━━━━━ Input material

PR #1055, opened 2024-07-16
Fix JDC fallback to solo-mining

lorbax:
If the JDC switches to solo_mining, then it initializes as solo mining (using `initialize_jd_as_solo_miner`).
This function initialize a `DownstreamMiningNode` with `jd` field set to `None`. This is the right behaviour, but makes panic this [unwrap](https://github.com/stratum-mining/stratum/blob/dev/roles/jd-client/src/lib/downstream.rs#L379).
Since we are doing solo mining, it should be care of the downstream to change the coinbase downstream, instead of wrapping a None, the `coinbase_tx_prefix` and `suffix` are ignored. 

Perhaps this is not the best way to do that, feedback needed.

In the commit message is writtend how to test this PR.

This PR  is on top of [PR1001](https://github.com/stratum-mining/stratum/pull/1001).
This PR closes [issue 844](https://github.com/stratum-mining/stratum/issues/844)

How to test this PR:
The testing environment is very similar to the one described on PR1001. The only difference is that here we do not have a "good" pool to fallback into. So apply suggestions on PR1001 with the only difference that the jdc config is 
```toml
[[upstreams]]
authority_pubkey = "9auqWEzQDVyd2oe1JVGFLMLHZtCo2FFqZwtKA5gd9xbuEu7PH72"
pool_address = "127.0.0.1:44254"
jd_address = "127.0.0.1:34264"
pool_signature = "Stratum v2 SRI Pool"
```
(you can avoid running a "good" pool then)

EDIT: the MG test is removed

### DIFF
--- a/roles/jd-client/src/lib/downstream.rs
+++ b/roles/jd-client/src/lib/downstream.rs
@@ -47,7 +47,7 @@ pub struct DownstreamMiningNode {
     miner_coinbase_output: Vec<TxOut>,
     // used to retreive the job id of the share that we send upstream
     last_template_id: u64,
-    jd: Option<Arc<Mutex<JobDeclarator>>>,
+    pub jd: Option<Arc<Mutex<JobDeclarator>>>,
 }
 
 #[allow(clippy::large_enum_variant)]
@@ -376,12 +376,13 @@ impl DownstreamMiningNode {
         let to_send = to_send.into_values();
         for message in to_send {
             let message = if let Mining::NewExtendedMiningJob(job) = message {
-                let jd = self_mutex.safe_lock(|s| s.jd.clone()).unwrap().unwrap();
-                jd.safe_lock(|jd| jd.coinbase_tx_prefix = job.coinbase_tx_prefix.clone())
+                if let Some(jd) = self_mutex.safe_lock(|s| s.jd.clone()).unwrap() {
+                    jd.safe_lock(|jd| {
+                        jd.coinbase_tx_prefix = job.coinbase_tx_prefix.clone();
+                        jd.coinbase_tx_suffix = job.coinbase_tx_suffix.clone();
+                    })
                     .unwrap();
-                jd.safe_lock(|jd| jd.coinbase_tx_suffix = job.coinbase_tx_suffix.clone())
-                    .unwrap();
-
+                }
                 Mining::NewExtendedMiningJob(job)
             } else {
                 message
@@ -514,7 +515,7 @@ impl
 
     fn handle_update_channel(
         &mut self,
-        _: UpdateChannel,
+        m: UpdateChannel,
     ) -> Result<SendTo<UpstreamMiningNode>, Error> {
         if !self.status.is_solo_miner() {
             // Safe unwrap alreay checked if it cointains upstream with is_solo_miner
@@ -522,7 +523,16 @@ impl
                 self.status.get_upstream().unwrap(),
             ))
         } else {
-            todo!()
+            let maximum_target =
+                roles_logic_sv2::utils::hash_rate_to_target(m.nominal_hash_rate.into(), 10.0)?;
+            self.status
+                .get_channel()
+                .update_target_for_channel(m.channel_id, maximum_target.clone().into());
+            let set_target = SetTarget {
+                channel_id: m.channel_id,
+                maximum_target,
+            };
+            Ok(SendTo::Respond(Mining::SetTarget(set_target)))
         }
     }
 
--- a/benches/Cargo.lock
+++ b/benches/Cargo.lock
@@ -373,7 +373,7 @@ dependencies = [
 
 [[package]]
 name = "buffer_sv2"
-version = "1.0.0"
+version = "1.1.0"
 dependencies = [
  "aes-gcm",
 ]
@@ -497,7 +497,7 @@ checksum = "98cc8fbded0c607b7ba9dd60cd98df59af97e84d24e49c8557331cfc26d301ce"
 
 [[package]]
 name = "codec_sv2"
-version = "1.1.0"
+version = "1.2.0"
 dependencies = [
  "binary_sv2",
  "buffer_sv2",
@@ -1564,7 +1564,7 @@ checksum = "81cdd64d312baedb58e21336b31bc043b77e01cc99033ce76ef539f78e965ebc"
 
 [[package]]
 name = "sv1_api"
-version = "1.0.0"
+version = "1.0.1"
 dependencies = [
  "binary_sv2",
  "bitcoin_hashes 0.3.2",
--- a/roles/jd-client/src/lib/template_receiver/mod.rs
+++ b/roles/jd-client/src/lib/template_receiver/mod.rs
@@ -57,9 +57,16 @@ impl TemplateRx {
         test_only_do_not_send_solution_to_tp: bool,
     ) {
         let mut encoded_outputs = vec![];
-        miner_coinbase_outputs
-            .consensus_encode(&mut encoded_outputs)
-            .expect("Invalid coinbase output in config");
+        // jd is set to None in initialize_jd_as_solo_miner (in this case we need to take the first output as done by JDS)
+        if jd.is_none() {
+            miner_coinbase_outputs[0]
+                .consensus_encode(&mut encoded_outputs)
+                .expect("Invalid coinbase output in config");
+        } else {
+            miner_coinbase_outputs
+                .consensus_encode(&mut encoded_outputs)
+                .expect("Invalid coinbase output in config");
+        }
         let stream = tokio::net::TcpStream::connect(address).await.unwrap();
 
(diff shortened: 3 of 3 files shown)


GitGab19:
Since this PR is built on PR #1001, it's also blocked by #1059

roles/jd-client/src/lib/downstream.rs
```diff
@@ -376,12 +376,12 @@ impl DownstreamMiningNode {
...
-                jd.safe_lock(|jd| jd.coinbase_tx_prefix = job.coinbase_tx_prefix.clone())
-                    .unwrap();
-                jd.safe_lock(|jd| jd.coinbase_tx_suffix = job.coinbase_tx_suffix.clone())
-                    .unwrap();
-
+                if let Some(jd) = self_mutex.safe_lock(|s| s.jd.clone()).unwrap() {
+                    jd.safe_lock(|jd| jd.coinbase_tx_prefix = job.coinbase_tx_prefix.clone())
+                        .unwrap();
+                    jd.safe_lock(|jd| jd.coinbase_tx_suffix = job.coinbase_tx_suffix.clone())
+                        .unwrap();
```
Shourya742, line 383:
```suggestion
                     jd.safe_lock(|jd| {
                        jd.coinbase_tx_prefix = job.coinbase_tx_prefix.clone();
                        jd.coinbase_tx_suffix = job.coinbase_tx_suffix.clone();
                    }).unwrap();
```

Shourya742 (changes requested):
utack. Few nits. Can we remove these lock files also.

roles/jd-client/src/lib/downstream.rs
lorbax: I don't commit this suggestion because of the policies on how nice commit history must be, if you need credits for this mod I can add it in the commit message. Let me know.

Shourya742: No credit needed. I see you included the suggestion in the latest push, and it works perfectly.

roles/translator/src/lib/downstream_sv1/downstream.rs
```diff
@@ -110,6 +110,7 @@ impl Downstream {
         host: String,
         difficulty_config: DownstreamDifficultyConfig,
         upstream_difficulty_config: Arc<Mutex<UpstreamDifficultyConfig>>,
+        task_collector: Arc<Mutex<Vec<(AbortHandle, String)>>>,
```
Shourya742, line 113:
```suggestion
        task_collector: Arc<Mutex<Vec<AbortHandle>>>,
```
Any specific reason for adding string here?

test/config/change-upstream/jdc-config-local-example-change-upstream-solo-fallback.toml
```diff
@@ -0,0 +1,70 @@
+# SRI JDC config
```
Shourya742, line 1: This file can be removed now

roles/translator/src/lib/proxy/bridge.rs
```diff
@@ -470,7 +490,7 @@ impl Bridge {
             })
```
Shourya742, line 490: Can be clubbed:
```
let (task_collector_new_extended_mining_job, tx_sv1_notify, rx_sv2_new_ext_mining_job, tx_status) = self_
    .safe_lock(|s| {
        (
            s.task_collector.clone(),
            s.tx_sv1_notify.clone(),
            s.rx_sv2_new_ext_mining_job.clone(),
            s.tx_status.clone(),
        )
    })
    .unwrap();

```

Shourya742 (changes requested):
Utack. A few more nits. The rest looks decent code-wise. I will test the functionality and get back to you soon.

roles/translator/src/lib/downstream_sv1/downstream.rs
plebhash: this commit will be merged via #1001

the answer to this question is the same as here: https://github.com/stratum-mining/stratum/pull/1001#discussion_r1701015868

roles/translator/src/lib/proxy/bridge.rs
lorbax: this is relative to PR 1001

roles/jd-client/src/lib/downstream.rs
```diff
@@ -376,12 +376,13 @@ impl DownstreamMiningNode {
...
             let message = if let Mining::NewExtendedMiningJob(job) = message {
-                let jd = self_mutex.safe_lock(|s| s.jd.clone()).unwrap().unwrap();
-                jd.safe_lock(|jd| jd.coinbase_tx_prefix = job.coinbase_tx_prefix.clone())
-                    .unwrap();
-                jd.safe_lock(|jd| jd.coinbase_tx_suffix = job.coinbase_tx_suffix.clone())
+                if let Some(jd) = self_mutex.safe_lock(|s| s.jd.clone()).unwrap() {
+                    jd.safe_lock(|jd| {
+                        jd.coinbase_tx_prefix = job.coinbase_tx_prefix.clone();
+                        jd.coinbase_tx_suffix = job.coinbase_tx_suffix.clone();
+                    })
```
GitGab19, line 383: I might have misunderstood reading the PR description, but in this way, is the jd is updating the coinbase tx right after it's initialized as a solo miner? I would guess it's not, until a new job is created by the JDC.

GitGab19 (commented):
tACK 👏 
I left just one comment, if you could clarify it it would be great, thanks @lorbax

roles/jd-client/src/lib/downstream.rs
lorbax: if initialized as solo miner, then `self_mutex.safe_lock(|s| s.jd.clone()).unwrap()` is `None` and the coinbase is not updated. If you test dev in order to reproduce the error, you should see that the jdc panics exactly because it is unwrapping a `None`. 
BTW like it is works, but if jdc switches to solo mining the coinbase output is the same, and basically the jdc downstreams are mining for the pool for free. Moreover, for each upstream there should be a different coinbase output, with a special coinbase output reserved for solo mining.
Have I misunderstood something or this is a real issue?

lorbax: # List of coinbase outputs used to build the coinbase tx in case of Solo Mining (as last-resort solution of the pools fallback system)

is literally written in the config. Sorry, didn't read!

GitGab19: When JDC does fallback to solo-mining, it should change the coinbase tx output, by using the one specified in config file of the JDC (https://github.com/stratum-mining/stratum/blob/a09084426092a6dfef8862571bc4a0098a05e935/roles/jd-client/config-examples/jdc-config-hosted-example.toml#L33). But if jd is being initialised as None, does it mean it's not going to update the coinbase tx output? Maybe I'm just missing some details

lorbax: > When JDC does fallback to solo-mining, it should change the coinbase tx output, by using the one specified in config file of the JDC
> 
> https://github.com/stratum-mining/stratum/blob/a09084426092a6dfef8862571bc4a0098a05e935/roles/jd-client/config-examples/jdc-config-hosted-example.toml#L33
> But if jd is being initialised as None, does it mean it's not going to update the coinbase tx output? Maybe I'm just missing some details

yes perhaps you are right. I should investigate it!

GitGab19: What's the purpose of this segment?
https://github.com/lorbax/stratum/blob/58c70a48e0b1c5fbb9f153700ccf867f425c41b8/roles/jd-client/src/lib/downstream.rs#L379

lorbax: the `jd` field of `DownstreamMiningNode` is an `Option<Arc<Mutex<JobDeclarator>>>` and it is `None` if jd is initialized as solo mining mode ([here](https://github.com/stratum-mining/stratum/blob/dev/roles/jd-client/src/lib/mod.rs#L177) the function `listen_for_downstream_mining` is returning a `DownstreamMiningNode.jd: None`). Before was like this
`
                let jd = self_mutex.safe_lock(|s| s.jd.clone()).unwrap().unwrap();
`
and caused a panic.

GitGab19: I meant the purpose of this segment:
```
if let Some(jd) = self_mutex.safe_lock(|s| s.jd.clone()).unwrap() {
                    jd.safe_lock(|jd| {
                        jd.coinbase_tx_prefix = job.coinbase_tx_prefix.clone();
                        jd.coinbase_tx_suffix = job.coinbase_tx_suffix.clone();
                    })
                    .unwrap();
                }
```

Why is it needed to set in that way the jd.coinbase_prefix and suffix? I guess that this is done only in the in which JDC is acting normally with a Pool. But why is that needed?

plebhash (approved):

━━━━━━━━━━

## What you have to do
Match on "commit" and report each line of the data above that has it.

## Solution to this problem
In the commit message is writtend how to test this PR.
lorbax: I don't commit this suggestion because of the policies on how nice commit history must be, if you need credits for this mod I can add it in the commit message. Let me know.
plebhash: this commit will be merged via #1001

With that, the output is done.